» Exercise requirements:
Identify each line below containing the string "like" and copy it.

» Extracted entries:

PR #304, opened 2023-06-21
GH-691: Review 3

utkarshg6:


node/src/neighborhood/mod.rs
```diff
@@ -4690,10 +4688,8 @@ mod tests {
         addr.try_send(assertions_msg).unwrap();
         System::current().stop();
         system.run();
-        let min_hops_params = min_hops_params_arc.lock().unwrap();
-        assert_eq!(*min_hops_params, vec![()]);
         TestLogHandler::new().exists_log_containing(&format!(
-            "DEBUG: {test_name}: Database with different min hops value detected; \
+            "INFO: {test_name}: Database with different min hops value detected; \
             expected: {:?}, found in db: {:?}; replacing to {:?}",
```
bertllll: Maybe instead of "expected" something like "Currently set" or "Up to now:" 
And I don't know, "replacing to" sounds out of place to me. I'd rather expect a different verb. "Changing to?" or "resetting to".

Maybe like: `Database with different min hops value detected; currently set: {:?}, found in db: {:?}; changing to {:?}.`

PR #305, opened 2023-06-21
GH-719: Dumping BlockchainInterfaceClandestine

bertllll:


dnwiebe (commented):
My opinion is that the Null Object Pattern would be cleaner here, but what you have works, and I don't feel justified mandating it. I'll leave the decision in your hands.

» Finished exercise:
bertllll: Maybe instead of "expected" something like "Currently set" or "Up to now:" 
Maybe like: `Database with different min hops value detected; currently set: {:?}, found in db: {:?}; changing to {:?}.`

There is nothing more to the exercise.